According to6, twenty million children suffer from severe acute malnutrition which results into one million deaths each year. One of the major causes of malnutrition is the lack of essential nutrients in diet. Wild fruits have proven to compose nutrients such as carbohydrates, proteins, minerals, vitamins and fats for curbing malnutrition1,7. Moreover, wild fruits have been found to have higher nutritive values than some exotic ones and are mostly used by communities7. There has been a growing interest in determining the nutritional composition of different wild fruits that potentially may have high nutritional values8,9,10.

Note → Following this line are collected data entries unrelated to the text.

PR #186, opened 2025-03-17
fix reasoning order in examples

heartkilla:
I think we need to put reasoning-related outputs first to encourage CoT reasoning.


rm-openai (approved):
makes sense

PR #198, opened 2025-03-17
docs: rm extra parentheses

baskaryan:


rm-openai (changes requested):
already implemented in main

PR #203, opened 2025-03-17
Introduce tool_use_behavior on agents

### LINKED ISSUE #117: Use tool output as agent output
Is there some equivalent to AutoGen's `reflect_on_tool_use=False`? That is: Some way for an agent to use the output of one of its tools as its own output, without needing another roundtrip to the LLM?

Worked example:
```python
# Untested code, just illustrative

class LoremModel(BaseModel):
    paragraph: str

@function_tool
def generate_lorem(n: int) -> List[LoremModel]:
    '''Generate `n` paragraphs of lorem ipsum'''
    # omitted

agent = Agent(
    name='Lorem Agent',
    tools=[generate_lorem],
    output_type=List[LoremModel],
)

await Runner.run(agent, 'Generate 1000 paragraphs of lorem ipsum')
```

This study therefore intended to evaluate the nutritive values of these wild fruits that can contribute to widen nutritional sources. The soft fleshy parts (mesocarp and exocarp) of Vitex doniana are the most preferred while the seeds are discarded. The mesocarp of Saba comorensis commonly known as rubber vine, is cut open and eaten as a snack together with its seed. The ripe fruits are collected between the end of the rainy season (January) and the beginning of the dry season (march) in Tanzania3. V. doniana and S. comorensis fruits are in danger due to anthropogenic activities, therefore there is a need to be evaluated and documented by shown their advantages to human health and calling the preservation of these wild fruits in coastal regions of Tanzania as the have started to be threatened and soon without any action they will be extinct.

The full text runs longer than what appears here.